IMPROVE Logo Image
IMPROVE Anniversery Logo

Data Patching

Data Patching and Substitution for the Regional Haze Rule                                   Scott Copeland – 06/20/2020

Introduction

Two principal approaches are used to fill in missing data in the IMPROVE database.  The first follows the algorithm in the U.S. Environmental Protection Agency’s 2003 Guidance for Tracking Progress Under the Regional Haze Rule1.  This technique is routinely applied to all sites’ data in the IMPROVE network.  It uses a statistical approach, described in detail below, to analyze historical data from a site to fill in gaps at that site under certain limited circumstances.  The guidance refers to this process as “substitution”, but it is routinely called “patching”.

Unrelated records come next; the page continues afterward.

PR #212, opened 2016-11-23
Have the Dialog respect the custom styled border-radius

### LINKED ISSUE #211: Dialog should support custom styling, like borderRadius

farfalena:
Fixes #211 @xaviervia

### DIFF
--- a/Dialog/index.jsx
+++ b/Dialog/index.jsx
@@ -15,11 +15,21 @@ const classes = {
   table: `${baseClass}__table`
 }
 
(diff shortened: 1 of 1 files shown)


xaviervia:
Looks good. We need to make it also `themeable` for it to be able to pick up the `customizations` from the context. Something like this should do: https://github.com/klarna/ui/blob/master/Checklist/index.jsx#L96

farfalena:
@xaviervia, thanks for noting that, addressed in b77155d.

PR #214, opened 2016-11-24
Do not promote custom styling for Text elements, when the color prop is error or warning.

### LINKED ISSUE #213: Paragraph.Primary should not be overriden with custom styles in case of error or warning

farfalena:
Fixes #213 @xaviervia

### DIFF
--- a/Paragraph/Primary/index.jsx
+++ b/Paragraph/Primary/index.jsx
@@ -5,6 +5,7 @@ import overridable from '../../decorators/overridable'
 import defaultStyles from './styles.scss'
 import palette from '../../lib/palette'
 import compose from '../../lib/compose'
+import { shouldTheme } from '../../Text'
 
 const baseClass = 'paragraph--primary'
 
@@ -54,16 +55,13 @@ Primary.propTypes = {
 }
 
 export default compose(
-  themeable((customizations, props) => {
-    if (['error', 'warning'].includes(props.color)) {
-      return {}
-    }
-    return {
+  themeable((customizations, props) => (
+    shouldTheme(props) ? {
       style: {
         ...props.style,
-        color: customizations.color_text
+        color: customizations.color_header
       }
-    }
-  }),
+    } : {}
+  )),
   overridable(defaultStyles)
 )(Primary)
--- a/Paragraph/Primary/index.jsx
+++ b/Paragraph/Primary/index.jsx
@@ -54,11 +54,16 @@ Primary.propTypes = {
 }
 
 export default compose(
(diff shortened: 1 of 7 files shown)


Paragraph/Primary/index.jsx
```diff
@@ -54,11 +54,16 @@ Primary.propTypes = {
 }
 
 export default compose(
-  themeable((customizations, props) => ({
-    style: {
-      ...props.style,
-      color: customizations.color_text
+  themeable((customizations, props) => {
+    if (['error', 'warning'].includes(props.color)) {
```
Nevon: I really don't like this multiple return inside a conditional, but that's my personal opinion, so do with it what you will.

But rather than repeating this logic across multiple components, couldn't you do something like:

```
// themeableDefaultState.js
const UNTHEMED_STATES = ['error', 'warning']
const noTheme = function () { return {} }

const shouldTheme = function ({ color }) {
  return !UNTHEMED_STATES.includes(color)
}

export default function (adapter, props) {
  return themeable(shouldTheme(props) ? adapter : noTheme)
}

// Paragraph/Primary/index.jsx

export default compose(
  themeableDefaultState(function (customizations, props) {
    return {
      style: {
        ...props.style,
        color: customizations.color_text
      }
    }
  }, props),
  overridable(defaultStyles)
)(Primary)
```

Alternatively, if you think that the logic will actually be different between different components (maybe the prop to look at isn't `color`, or maybe the unthemed states are different, maybe just pull out the `UNTHEMED_STATES.includes(props.color)` part into a private function in the components, so that it can be made a little bit more explicit _why_ this logic is there and what it means.

farfalena: Some reuse should definitely be done, I will look into it. However I think that we cannot avoid having the check for whether to theme or not inside the `adapter` function, given that it is there were we have access to the `props`...

farfalena: Defined and reused a `shouldTheme` function for all Text components in 062dcbb

Nevon: Yeah, you're right that the distinction needs to be done in the adapter. My bad. But we could still have a function that takes an adapter and returns a new adapter where the distinction can be done. Something like:

```
themeable(ifThemeableState(() =>({
  style: {
    ...props.style,
    color: customizations.color_header
  }
})))
```

Where `ifThemeableState` is:

```
export default (adapter) => (props) => ['error', 'warning'].includes(props.color) ? {} : adapter(props)
```

farfalena: Addressed in c2f6c74

PR #215, opened 2016-11-26
Remove all unneccessary arrow functions

Nevon:
Trying this out to see if there is any noticable change in the bundle size. I've only removed the ones that actually get built into the bundle.

This _should_  be functionally equivalent, but it's very possible that I've made a mistake, as this was the most boring refactor I've ever done. Mostly this is an experiment.


Nevon:
Hah, -39 bytes 🎉

PR #216, opened 2016-11-27
Fix the Installments component growing on iphone6 landscape

npejo:
Safari
screen shot 2016-11-27 at 07 29 58

Firefox
screen shot 2016-11-27 at 07 31 32

Chrome
screen shot 2016-11-27 at 07 32 17

IE10
screen shot 2016-11-27 at 07 33 27

### DIFF
--- a/Installments/index.jsx
+++ b/Installments/index.jsx
@@ -32,10 +32,10 @@ const calculateHighlightPosition = (selected) => {
 
   const BORDER_SIZE = 1
 
-  const left = selected.offsetLeft
-  const top = selected.offsetTop
-  const width = selected.offsetWidth + BORDER_SIZE * 2
-  const height = selected.offsetHeight + BORDER_SIZE * 2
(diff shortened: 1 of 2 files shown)


Nevon:
Looks good, but do you think you could write an explanation of what the problem was and how your changes addresses it? It's a little difficult to get from the diff.

npejo:
This PR should fix the following issue that the width of the iframe expands when you select the last option on iPhone6 in landscape orientation.
ever-expanding-width

At the current solution we are setting the rounding border to the parent element and only the separators are borders of the items. When we calculate the position for the highlight element for the last option, we push it most right. On mobile safari, the element is pushed 1px more to the right (outside of the parent element) and because the parent has 100%, it grows to follow the dynamic element. That triggers full re-render of the component and this is how the ever expanding effect happens.

In this fix the border of the parent is removed and it is applied appropriately to each of the options and the border style changes depending on the selected option.

Issue #1231, opened 2024-05-12
`--reuse-media` creates an unacceptably high chance of a 


Lymia:
### Version

v2.42.8

### Flavor

GUI (Graphical User Interface), CLI (Command-Line Interface)

### Platform

Linux

### Export format

HTML, TXT, JSON, CSV

### Steps to reproduce

Export servers where large numbers of videos, images and especially screenshots are often posted. Observe that files named `image.png` or `unknown.png` are extremely common due to copy-paste of images directly into Discord, often leaving no file name available.

Do math to confirm the birthday problem is at play and will be causing you problems.

### Details

The algorithm for making file names for downloaded media only stores 20 bytes of the hash of the URL. This is insufficient.

Despite there being 1048576 possible hashes, it only takes 1200 images for there to be a 50% chance of a collision and 500 images before there is a 10% chance of a collision due to the [birthday problem](https://en.wikipedia.org/wiki/Birthday_problem). The original reasoning in the issue where this code was added (#395) is incorrect due to the commonness of `unknown.png`, `image.png`, and other filenames.

A list of all filenames I've seen that *could* reach that 10% chance of a collision in just my own exports of servers I'm in:
```
    508 hqdefault.jpg
    541 image0.png
    681 sddefault.jpg
   1269 image0.jpg
   1696 tenor.png
   5798 maxresdefault.jpg
   6637 image.png
  11314 unknown.png
```
As can clearly be seen, file names are not evenly distributed. Notably, `maxresdefault`, `sddefault` and `hqdefault` are not being posted intentionally by users at all, and are instead the result of youtube thumbnails. Similarly, `tenor` happens because the tenor gif button is pressed in Discord's own UI.

There is a near 100% chance that there are collisions here between `unknown.png`, `image.png`, and `maxresdefault.jpg`. You can check with this calculator: https://www.bdayprob.com/. Solve `P(D,N)` with `D = 1048576` and `N = 6637`.

10 characters provides a better margin of safety: 15000 images with the same name before there is even a 0.01% chance, which would have successfully handled my use case.

10 characters of base-32 rather than base-16 would provide 600000 images before there is the same chance of collision. 8 characters of base-32 would provide the same margin as the 10 characters of base-16.

### Checklist

- [X] I have looked through existing issues to make sure that this bug has not been reported before
- [X] I have provided a descriptive title for this issue
- [X] I have made sure that this bug is reproducible on the latest version of the application
[...]

PR #1232, opened 2024-05-13
Improve filenames for downloaded assets.

Lymia:
This changes the filenames output by DiscordChatExporter to be more meaningful (in the case of emojis and avatars) and more resilient against collisions.

The hash is 12 characters of base32 now, rather than 5 characters of hexadecimal. This allows for nearly 5 million downloads with the same name before there is even a 0.001% of a single collision. This should *actually* be enough, even for problematic filenames like those associated with Youtube thumbnails.

Emojis and Discord attachments are instead *guaranteed* to not collide as they instead contain the unique snowflake of the attachment or emoji.

The 19 digit id is significantly longer than the old 5 digit ids - however, reencoding it in base32 would only save 6 characters, so better to use the more recgonizable numeric form IMO.

### DIFF
--- a/DiscordChatExporter.Core/Exporting/ExportAssetDownloader.cs
+++ b/DiscordChatExporter.Core/Exporting/ExportAssetDownloader.cs
@@ -2,6 +2,7 @@
 using System.Collections.Generic;
 using System.Globalization;
 using System.IO;
+using System.Linq;
 using System.Security.Cryptography;
 using System.Text;
 using System.Text.RegularExpressions;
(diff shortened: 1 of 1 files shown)


Lymia:
Any update on this? I personally do use this patch to backup a few servers that trigger this bug.

Tyrrrz:
Can't really change the naming algorithm as it will break "skip downloaded assets" for all existing exports.

Lymia:
That is, unfortunately, the point. "Skip Downloaded Assets" as it currently works has a severe risk of incorrectly skipping non-duplicated assets, and there's no good way to fix that without invalidating past downloads. Do you think it'd work to put this behind a command line flag, instead of changing the default behavior?

Tyrrrz:
I think your concern is statistically valid, but there yet haven't been any bug reports in regard to asset filename collision. If/when that happens, then it makes sense to introduce the breaking change to fix such an issue. I want to make sure we're fixing real problems when we add new ones (by breaking compatibility) 🙂 

Maybe down the line there will be other related breaking changes, then it will make sense to group them together. Right now I don't see it happening any time soon.

Tyrrrz:
> would there be an error? or would the file just silently be skipped? in a bigger discord that would be very easy to miss if it was just silently skipped

There wouldn't be an error now, but that can be changed.

Twi-Hard:
I have a single channel with 8774 conflicts.
This command counts how many times each filename occurred:
```
❯ cat 98609319519453184.json | jq -r '.messages[].attachments[].url' | sort | uniq -c | sort -nr > discord-98609319519453184-dupes.txt
```
This command removes the lines with only 1 instance of a filename then sums up all of the file counts for files with conflicts:
```
❯ cat discord-98609319519453184-dupes.txt | awk '{print $1}' | grep -vE '^1$' | paste -sd+ - | bc
17453
```
Then count the number of filenames that occur more than once:
```
❯ cat discord-98609319519453184-dupes.txt | awk '{print $1}' | grep -vE '^1$' | wc -l
8679
```
17453-8679 = 8774

I manually checked some of the messages that had duplicate filenames in discord and they were indeed unique images in discord but only image was saved locally.
I've checked a different channel too and the same thing happened.
I can't remember if it's the default or not, but I store each channels images in its own folder
```
❯ ls -1U | head -10
670866322619498511-media
670866322619498511.json
704107851421057114-media
704107851421057114.json
704226060178292846-media
704226060178292846.json
862221868621758502-media
862221868621758502.json
862732083050971146-media
862732083050971146.json
```
It would be really great if you could implement an option to make each name unique. People that want to stick with the old method don't need to do anything if it's done this way.

Tyrrrz:
@Twi-Hard please add this info to the linked issue (#1231). If you can, please also provide a few different URLs that resolve to the same hash/filename with the current algorithm.

Tyrrrz:
Just as an update, this fix will be included in `3.x` as part of #1271. I just can't promise when that will be.

WanHaes:
How can I use this patch now?

PR #1233, opened 2024-05-13
Use a 3-way theme switcher instead of a 2-way switcher

Tyrrrz:


96-LB:
I completely misread the changes, and for a second I thought you added a new DeepOrange-colored HTML export 🍊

The other technique involves using collocated, similar measurements (e.g., hydrogen mass measured by PESA to infer OM) or scaled data from a nearby site after a demonstration of a suitable correlation.  These two techniques are collectively referred to as “substitution” and are used to replace large amounts of missing data for certain sites and certain years.  The substitution analysis itself is done on an ad hoc basis, most often by MJOs, and is not a part of the routine processing performed by IMPROVE.  Substituted data, when available, fills in missing values after the patching process.

Steps for Patching Data

  1. Gather all mass data for the seven aerosol species in the revised (RHR2) IMPROVE light extinction algorithm for a site. Include data for the target year being considered and the four previous years (or as many as are available if fewer than four).
  2. Set negative values to “0”. Make sure units are consistent.  Prior to 2011, XRF or PIXE values below MDL are set to MDL/2.
  3. Calculate the median concentration of each aerosol species for each quarter for the target year and previous four years.
    1. Only consider quarters with at least 50% valid observations and fewer than 10 consecutive invalid samples. This rule is applied to each species separately; e.g., a given quarter could be usable for sulfate but not soil.
  4. Calculate the mean of five quarterly medians for each species for the target year and four previous years.
    1. These means for each quarter become the candidate patch values to be tested.
  5. For up to five years being considered, select all days with all valid species. Calculate reconstructed light extinction, including Rayleigh scattering, using the revised IMPROVE light extinction algorithm.  Replace a single species’ actual mass measurement with its candidate patch value and recalculate the day’s reconstructed light extinction using the patch value.
  6. Determine the number of times the difference between the original light extinction and the recalculated extinction based on the candidate patch value is less than 10% of the original reconstructed extinction.
  7. If the difference calculated for a species in step 6 is less than 10% for 90% or more of the tested sample days, then patching is allowed for that species for all four quarters of the target year.
    1. The candidate patch values are applied quarterly.
  8. Patch values replace any missing occurrence of that species, not just sample days with all valid species. When patching is allowed, missing values of a species are replaced with the allowed quarterly patch value.
    1. After patching, set the “_subbed” flag for that species to “1” (“0” means valid measurement, and “2” means substitution was performed, not patching.).
  9. The data can now be used to determine final data completeness and haziest day RHR metrics as well as impairment-based RHR metrics.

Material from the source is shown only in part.